# Data in this exercise:
Issue #1173, opened 2020-11-12
Lammps **langevin** MD -- interactive differs from regular


liamhuber:
**Summary**

If you set up a Lammps MD job, you get different physics depending whether or not you run the job interactively when using the Langevin thermostat.

Since it still works OK with the Nose-Hoover thermostat I think this is low-priority, but we should at least get a warning/error added when `langevin=True` pretty quickly.

**Steps to Reproduce**

```python
from pyiron import Project
import matplotlib.pyplot as plt

pr = Project('scratch')
pr.remove_jobs_silently(recursive=True)

regular = pr.create_job(pr.job_type.Lammps, 'regular')
regular.structure = pr.create_ase_bulk('Al', cubic=True).repeat(3)
regular.potential = job.list_potentials()[0]
regular.calc_md(temperature=300, n_ionic_steps=1000, n_print=1, langevin=True)

interactive = regular.copy_to(new_job_name='interactive', new_database_entry=False)

regular.run()

interactive.interactive_open()
interactive.run()
interactive.interactive_close()

plt.plot(regular.output.temperature, label='regular')
plt.plot(interactive.output.temperature, label='interactive', linestyle='-.')
plt.legend()
plt.xlabel('Frame')
plt.ylabel('Temerpature [K]')

equil_frames = 100
print(
    regular.output.temperature[equil_frames:].mean(), 
    interactive.output.temperature[equil_frames:].mean()
)
```

**Expected Behavior**

The same statisical behaviour for both run styles.

**Actual Behavior**

Interactive lammps gives half the temperature that the regular job does. 

Note that as you increase `n_print`, the two results begin to converge. I guess this has to do with the fact that we really set the lammps number of steps to the print value [here](https://github.com/pyiron/pyiron/blob/7e48f661656b894b04a792e2c9be64ad0be220bb/pyiron/lammps/interactive.py#L314), so the lammps library is somehow starting a new calculation at each frame or something? 

I find the *exact* behaviour hard to understand, but the fact that they differ is really unsurprising given how `LammpsInteractive.run_if_interactive` reads. What is really blowing my mind right now is that with the Nose-Hoover thermostat it works fine, it's just Langevin that kills it.

**Further Information, Files, and Links**

With `langevin=True`:
![langevin](https://user-images.githubusercontent.com/20283329/98928017-8bfc4100-24d9-11eb-808c-39df3cffc030.png)

With `langevin=False`:
[...]

PR #1228, opened 2020-11-26
Warn users about combining Lammps interactive and langevin 

liamhuber:
interactive + langevin gives physics that depends on n_print.

Full discussion in #1173

### DIFF
--- a/pyiron/lammps/interactive.py
+++ b/pyiron/lammps/interactive.py
@@ -311,13 +311,6 @@ class LammpsInteractive(LammpsBase, GenericInteractive):
 
     def run_if_interactive(self):
         if self._generic_input["calc_mode"] in ["md", "vcsgc"]:
-            if 'fix___langevin' in self.input.control.keys():
-                warnings.warn(
-                    "Langevin thermostatted MD in interactive mode only gives correct physics in the limit that the "
-                    "n_print variable goes to infinity. A more in-depth discussion can be found "
-                    "[here](https://github.com/pyiron/pyiron/issues/1173).",
-                    stacklevel=2
-                )
             self.input.control["run"] = self._generic_input["n_print"]
             super(LammpsInteractive, self).run_if_interactive()
             self._reset_interactive_run_command()
@@ -335,6 +328,18 @@ class LammpsInteractive(LammpsBase, GenericInteractive):
             super(LammpsInteractive, self).run_if_interactive()
             self.interactive_execute()
             self.interactive_collect()
+
+    def validate_ready_to_run(self):
+        if self.server.run_mode.interactive \
+                and self._generic_input["calc_mode"] in ["md", "vcsgc"] \
+                and 'fix___langevin' in self.input.control.keys():
+            warnings.warn(
+                "Langevin thermostatted MD in interactive mode only gives correct physics in the limit that the "
+                "n_print variable goes to infinity. A more in-depth discussion can be found "
+                "[here](https://github.com/pyiron/pyiron/issues/1173).",
+                stacklevel=2
+            )
+        super().validate_ready_to_run()
 
     def run_if_interactive_non_modal(self):
         if not self._interactive_fetch_completed:
--- a/pyiron/lammps/interactive.py
+++ b/pyiron/lammps/interactive.py
@@ -311,6 +311,13 @@ class LammpsInteractive(LammpsBase, GenericInteractive):
 
     def run_if_interactive(self):
         if self._generic_input["calc_mode"] in ["md", "vcsgc"]:
+            if 'fix___langevin' in self.input.control.keys():
+                warnings.warn(
+                    "Langevin thermostatted MD in interactive mode only gives correct physics in the limit that the "
+                    "n_print variable goes to infinity. A more in-depth discussion can be found "
+                    "[here](https://github.com/pyiron/pyiron/issues/1173).",
+                    stacklevel=2
+                )
             self.input.control["run"] = self._generic_input["n_print"]
             super(LammpsInteractive, self).run_if_interactive()
             self._reset_interactive_run_command()


samwaseda:
Wouldn't it be better to put it in `validate_ready_to_run`? I guess it's enough if it's shown at the first run.

liamhuber:
> Wouldn't it be better to put it in `validate_ready_to_run`? I guess it's enough if it's shown at the first run.

I definitely see where you're coming from, it's just more logic to put it there. We need to check (1) is interactive, (2) is calc_md (or calc_vcsgc) and (3) is langevin. Putting it here means the first two checks are already handled. Normally I prefer to fail earlier, but since this is such a niche topic I favoured development ease rather than ease of use.

samwaseda:
> (1) is interactive, (2) is calc_md (or calc_vcsgc) and (3) is langevin

I guess they cannot be changed after `validate_ready_to_run` is called, so having the check in `validate_ready_to_run` will safely capture the problem.

> since this is such a niche topic I favoured development ease rather than ease of use.

It is a niche topic only if `n_print` is extremely small, but the warning could be shown more often than wanted, because at least @jan-janssen and I both use Langevin and interactive at the same time.

liamhuber:
> > (1) is interactive, (2) is calc_md (or calc_vcsgc) and (3) is langevin
> 
> I guess they cannot be changed after `validate_ready_to_run` is called, so having the check in `validate_ready_to_run` will safely capture the problem.

Yes, it is safe in either location. I got off my lazy butt and put it in `validate_ready_to_run`.

liamhuber:
> > since this is such a niche topic I favoured development ease rather than ease of use.
> 
> It is a niche topic only if `n_print` is extremely small, but the warning could be shown more often than wanted, because at least @jan-janssen and I both use Langevin and interactive at the same time.

First, I think you+Jan still counts as niche 😝 

Second, my sympathy for you seeing the warning is extremely limited. You're getting the warning because the code is broken, and you're using a broken part of it. I can get behind your right as a super-user to go ahead and do this, but if you want the warning to go away you'll have to fix the code.

Right now interactive Lammps+Langevin silently modifies the *physics* based on an argument called `n_print`! The code doesn't follow through on its promise, and it behaves in a *fundamentally* different way for Langevin vs Nose-Hoover thermostats. You might have a super-user loophole to avoid paying the consequences for this trouble, but trouble it is and with a warning it must come.

samwaseda:
> 
> First, I think you+Jan still counts as niche 😝
> 
> Second, my sympathy for you seeing the warning is extremely limited. You're getting the warning because the code is broken, and you're using a broken part of it. I can get behind your right as a super-user to go ahead and do this, but if you want the warning to go away you'll have to fix the code.
> 
> Right now interactive Lammps+Langevin silently modifies the _physics_ based on an argument called `n_print`! The code doesn't follow through on its promise, and it behaves in a _fundamentally_ different way for Langevin vs Nose-Hoover thermostats. You might have a super-user loophole to avoid paying the consequences for this trouble, but trouble it is and with a warning it must come.

Wait we're not talking about the same - I'm saying it's enough to have **one** warning regardless of how often `run` is called, instead of having a warning for each `run`. Besides, a super user like me would simply `unfix` and `fix` Langevin with a different seed if they really want to have a new set of random numbers, in which case the problem stated in the warning is not pertinent anymore, but still we would have to see it come every time. So here's what's gonna happen when the first warning is issued:

Normal user: "Oh I shouldn't be doing this" -> stops using interactive, calc_md or Langevin
Super user: "Oh I have to redefine seeds" -> includes `fix` + `unfix` in the script.
Anakin Skywalker: "Oh I have to save my code" -> moves to the dark side.

In any of these cases, you just need the first warning. That's what I'm saying.

liamhuber:
> Wait we're not talking about the same 

I'm increasingly worried we're not, but perhaps not for the same reason you think 😬 

> - I'm saying it's enough to have **one** warning regardless of how often `run` is called, instead of having a warning for each `run`.

In my tests this is (sort of) the default behaviour anyhow. In my tests, the default behaviour of the warnings module + Jupyter is that the warning is only shown once. I thought it would be once *per job*, but in my notebook the following gives a *single* warning:

```python
from pyiron import Project
pr = Project('scratch')
pr.remove_jobs_silently(recursive=True)
job = pr.create.job.Lammps('lmp')
job.structure = pr.create.structure.ase_bulk('Al', cubic=True)
job.potential = job.list_potentials()[0]
job.calc_md(temperature=300, langevin=True, n_ionic_steps=100, n_print=20)
job.interactive_open()
job.run()
job.run()
job.interactive_close()
job2 = pr.create.job.Lammps('lmp2')
job2.structure = pr.create.structure.ase_bulk('Al', cubic=True)
job2.potential = job.list_potentials()[0]
job2.calc_md(temperature=300, langevin=True, n_ionic_steps=100, n_print=20)
job2.interactive_open()
job2.run()
job2.interactive_close()
```

> Besides, a super user like me would simply `unfix` and `fix` Langevin with a different seed if they really want to have a new set of random numbers, in which case the problem stated in the warning is not pertinent anymore, but still we would have to see it come every time. So here's what's gonna happen when the first warning is issued:
> 
> Normal user: "Oh I shouldn't be doing this" -> stops using interactive, calc_md or Langevin
> Super user: "Oh I have to redefine seeds" -> includes `fix` + `unfix` in the script.
> Anakin Skywalker: "Oh I have to save my code" -> moves to the dark side (and doesn't even manage to save his code).
> 
> In any of these cases, you just need the first warning. That's what I'm saying.

Either I don't understand what you're saying, or you don't understand what I'm saying. My point is this:

```python
from pyiron import Project
pr = Project('scratch')
pr.remove_jobs_silently(recursive=True)
job = pr.create.job.Lammps('lmp')
job.structure = pr.create.structure.ase_bulk('Al', cubic=True)
job.potential = job.list_potentials()[0]
job.calc_md(temperature=300, langevin=True, n_ionic_steps=100, n_print=1)
job.interactive_open()
job.run()
job.interactive_close()
```

Gives the **wrong physics**. It is not obvious this should be the case. It is *not* the case when `langevin=False`. This is terrible behaviour and should be avoided.

My understanding is that you and @jan-janssen have a different use-case, and you're exploiting the interactive jobs to avoid creating a bunch of job files. Something sort of like this:

```python
from pyiron import Project
pr = Project('scratch')
pr.remove_jobs_silently(recursive=True)
job = pr.create.job.Lammps('lmp')
job.structure = pr.create.structure.ase_bulk('Al', cubic=True)
job.potential = job.list_potentials()[0]
job.calc_md(temperature=300, langevin=True, n_ionic_steps=100, n_print=100)  # steps = print --> A-OK
job.interactive_open()
for _ in range(10):
    **TOTALLY CHANGE STUFF SO WE DON'T HAVE A TEMPORAL RELATION TO THE LAST STEP**
    job.run()
job.interactive_close()
```

I'm fine with that use case, but it should still throw a warning.

I *think* it's OK as long as `n_print==n_ionic_steps`, but the only way to check is to run a huge number of tests since the only data we get is the first and last frames. And even then, it's only "right" as long as you don't expect continuity between multiple `run` calls. Thus, I'm sticking with the safer warning I'm confident in: it's fine when `n_print` goes to infinity.

samwaseda:
> I'm increasingly worried we're not, but perhaps not for the same reason you think 😬

Hmmm, that’s possible but after reading your comments I still don’t know what was the reason I had missed....

> In my tests this is (sort of) the default behaviour anyhow. In my tests, the default behaviour of the warnings module + Jupyter is that the warning is only shown once. I thought it would be once per job, but in my notebook the following gives a single warning:

That’s good. So are you saying it doesn’t matter where to put the warning because it issues it anyway only once? If so, I have a slight preference for `validate_ready_to_run`, because I want to keep `run_if_interactive` as light as possible.

> Either I don't understand what you're saying, or you don't understand what I'm saying. My point is this:
> 

Ok I probably should have said that I would rewrite the input file to change the run command, so that it includes a redefinition of seeds at each step, so my run command would consist of `unfix langevin`, `fix langevin` and `run`. I know (or at least knew) how to do it, but it’s definitely something we don’t want to offer to a normal user.

> I'm fine with that use case, but it should still throw a warning.

I’m also fine with that, but I certainly don’t need it every time I call `run`.

> 
> I _think_ it's OK as long as `n_print==n_ionic_steps`, but the only way to check is to run a huge number of tests since the only data we get is the first and last frames. And even then, it's only "right" as long as you don't expect continuity between multiple `run` calls. Thus, I'm sticking with the safer warning I'm confident in: it's fine when `n_print` goes to infinity.

I’m a little bit confused here. All I’m saying is it’s enough to have one warning and not multiple warnings... can you help me understand the relationship?

liamhuber:
> So are you saying it doesn’t matter where to put the warning because it issues it anyway only once? If so, I have a slight preference for `validate_ready_to_run`, because I want to keep `run_if_interactive` as light as possible.

Yep and done! I'm glad you pushed me on it a bit, I've come fully around to liking having it in `validate...` 

> Besides, a super user like me would simply unfix and fix Langevin with a different seed if they really want to have a new set of random numbers, in which case the problem stated in the warning is not pertinent anymore, but still we would have to see it come every time. 

> Ok I probably should have said that I would rewrite the input file to change the run command, so that it includes a redefinition of seeds at each step, so my run command would consist of `unfix langevin`, `fix langevin` and `run`. I know (or at least knew) how to do it, but it’s definitely something we don’t want to offer to a normal user.

> All I’m saying is it’s enough to have one warning and not multiple warnings...

I don't know how Jupyter + `warnings` is collaborating to make this the case, but indeed there is only one warning! I'm relieved because I wouldn't have known how to elegantly set it up to track whether or not  the warning had already been thrown.

My worry was that I don't understand how using `unfix`+`fix` solves the bad physics, and I was concerned that you were asserting that the physics isn't bad. As long as you're not objecting to the latter, I'm willing accept the former with blissful ignorance 😉

samwaseda:
Ok great so I guess we found a common ground 👍 

Let me explain maybe one more time what I was saying with fix and unfix, because I’m pretty sure that this is a possibility that you could take into account when you encounter the same problem in the future: whenever a new `run` is to be transmitted to LAMMPS, it essentially uses the seed we put to create a new set of random numbers and the corresponding random force fields, right? This seed is written inside `fix langevin`. So if we annul the old seed and set a new one before we transmit `run` to LAMMPS at each run, we wouldn’t have this problem. So in practice, it would look like this:

```
def run_if_interactive(self)
    self.command(‘unfix langevin’)
    self.command(‘fix langevin all langevin {} {} {} {}’.format(temperature, temperature, damp, new_seed))
    self.command(‘run {}’.format(n_steps))
```

liamhuber:
> Ok great so I guess we found a common ground 👍

Yep, I think we're good here! Thanks for all the feedback 😄 

> So if we annul the old seed and set a new one before we transmit `run` to LAMMPS at each run, we wouldn’t have this problem.

Haha, I'll believe this when I see it work! On the other hand, I believe you in general, so if I really need this to work this will be the first thing I try 😉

# Required action:
Isolate each line of the listing above that includes "found". Copy it.

# Answer to this exercise:
-                    "n_print variable goes to infinity. A more in-depth discussion can be found "
+                "n_print variable goes to infinity. A more in-depth discussion can be found "
+                    "n_print variable goes to infinity. A more in-depth discussion can be found "
Ok great so I guess we found a common ground 👍 
> Ok great so I guess we found a common ground 👍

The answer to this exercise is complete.